• Exercise details: Report every line of the records below that includes the string "getSize".

[Stored items]
PR #1740, opened 2017-04-25
Add Extruder selection buttons to the Toolbar

awhiemstra:
This adds buttons to the toolbar that allow you to select what extruder the currently selected objects are printed with. They match the behaviour of the actions in the context menu.

Additionally, it removes extruder selection from per-object settings and changes per-object settings to only be enabled in advanced mode again.


resources/qml/ExtruderButton.qml
```diff
@@ -0,0 +1,86 @@
...
+
+        width: UM.Theme.getSize("default_margin").width
+        height: UM.Theme.getSize("default_margin").height
+
+        border.width: UM.Theme.getSize("default_lining").width
+        border.color: UM.Theme.getColor("lining");
+    }
+
+    // See line 51, same workaround
+    MouseArea
```
LipuFei: Check `Siderbar.qml` line 411-434, I had the same issue but found another solution. Maybe that one works here too.

resources/themes/cura/styles.qml
```diff
@@ -206,7 +206,10 @@ QtObject {
                     property bool down: control.pressed || (control.checkable && control.checked);
 
                     color: {
-                        if(control.checkable && control.checked && control.hovered) {
+                        if(control.customColor !== undefined && control.customColor !== null) {
+                            return control.customColor
+                        }
```
LipuFei: Coding style: `} else if (...)`?

resources/qml/Toolbar.qml
```diff
@@ -135,4 +156,15 @@ Item {
...
+    UM.SettingPropertyProvider
+    {
+        id: machineExtruderCount
+
+        containerStackId: Cura.MachineManager.activeMachineId
+        key: "machine_extruder_count"
+        watchedProperties: [ "value" ]
+    }
+
+    UM.I18nCatalog { id: catalog; name: "cura" }
```
LipuFei: (Not necessary) should we use the same coding style as above? (expand to multiple lines)

awhiemstra: I tend to use a single line for stuff that only has one or two properties. We do this in quite a few more QML files.

resources/qml/ExtruderButton.qml
awhiemstra: Interestingly enough, just removing the "checkable: true" fixes the issue with bindings breaking and still allows checked to work properly. So I guess I now know how to solve this properly.

resources/qml/Toolbar.qml
awhiemstra: However, in this case it turns out the catalog has become completely obsolete, so I removed it instead.

Appesteijn:
👍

• Task answer:
+        width: UM.Theme.getSize("default_margin").width
+        height: UM.Theme.getSize("default_margin").height
+        border.width: UM.Theme.getSize("default_lining").width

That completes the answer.